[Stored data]
=-=-=-=-=

PR #3251, opened 2020-07-17
[record-minmax] Allow to process hdf5 of raw data

jinevening:
This allows to process hdf5 filled with raw data

---
Related to #3213 Draft PR #3232

### DIFF
--- a/compiler/record-minmax/src/HDF5Importer.cpp
+++ b/compiler/record-minmax/src/HDF5Importer.cpp
@@ -62,6 +62,10 @@ DataType toInternalDtype(const H5::DataType &h5_type)
   return DataType::Unknown;
 }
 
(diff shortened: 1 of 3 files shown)


compiler/record-minmax/src/HDF5Importer.cpp
```diff
@@ -62,6 +62,10 @@ DataType toInternalDtype(const H5::DataType &h5_type)
   return DataType::Unknown;
 }
 
+void readTensorData(H5::DataSet &tensor, uint8_t *buffer)
+{
+  tensor.read(buffer, H5::PredType::NATIVE_UINT8);
+}
```
seanshpark, line 68: please add empty line after this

=-=-=-=-=

> Required action
Gather up every line in the data above that contains the word "record", copying each one.

> Completed exercise
[record-minmax] Allow to process hdf5 of raw data
--- a/compiler/record-minmax/src/HDF5Importer.cpp
+++ b/compiler/record-minmax/src/HDF5Importer.cpp
compiler/record-minmax/src/HDF5Importer.cpp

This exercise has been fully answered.